### Exercise objective
Lift out all lines below that contain "accessibility".

### Exercise input
PR #728, opened 2023-06-26
Add va-accordion USWDS v3 variation

powellkerry:
## Chromatic

https://1719-v3-accordion--60f9b557105290003b387cd5.chromatic.com

## Description
Convert existing va-accordion web-component to use USWDS styles and architecture. Maintain backwards compatibility with the previous version.

Sketch Design: https://www.sketch.com/s/a52734dd-00d0-44f1-9c9e-ff4016130e5c/a/OeoJpYv#Inspect
USWDS Design: https://designsystem.digital.gov/components/accordion/

Closes https://github.com/department-of-veterans-affairs/vets-design-system-documentation/issues/1719

## Testing done
- Browser testing in Chrome, Firefox, Safari, Edge
- Axe Dev Tools accessibility 
- VoiceOver testing

## Screenshots
Screenshot 2023-06-26 at 11 38 37 AM
Screenshot 2023-06-26 at 11 39 09 AM

## Acceptance criteria
- [x] Maintain backwards compatibility
- [x] Pass accessibility tests

## Definition of done

### DIFF
--- a/packages/web-components/src/components/va-accordion/va-accordion-item.scss
+++ b/packages/web-components/src/components/va-accordion/va-accordion-item.scss
@@ -1,4 +1,30 @@
+@forward 'settings';
+
+@use 'usa-accordion/src/styles/usa-accordion';
+
+@import '../../global/formation_overrides';
+
 @import '../../mixins/focusable.css';
+
+
+
+.usa-accordion__header, .usa-accordion__subheader {
+  display: block;
+}
+
+.usa-accordion__header ::slotted([slot=header-icon]), .usa-accordion__subheader ::slotted([slot=subheader-icon]){
+  margin-right: 15px;
+  width: inherit;
+}
+
+.usa-accordion__subheader {
+  font-weight: 400;
+  font-size: 16px;
+  line-height: 26px;
+  margin-top: 2px;
+}
+
+
 
 :host {
   display: block;
--- a/packages/web-components/src/components/va-accordion/va-accordion-item.scss
+++ b/packages/web-components/src/components/va-accordion/va-accordion-item.scss
@@ -7,27 +7,28 @@
 @import '../../mixins/focusable.css';
 
 
-
-.usa-accordion__header, .usa-accordion__subheader {
+/**
+  Custom classes and overrides to add in subheader and icon functionality
+*/
+.va-accordion__header, .va-accordion__subheader {
   display: block;
 }
 
-.usa-accordion__header ::slotted([slot=icon]), .usa-accordion__subheader ::slotted([slot=subheader-icon]){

### Task output
- Axe Dev Tools accessibility 
- [x] Pass accessibility tests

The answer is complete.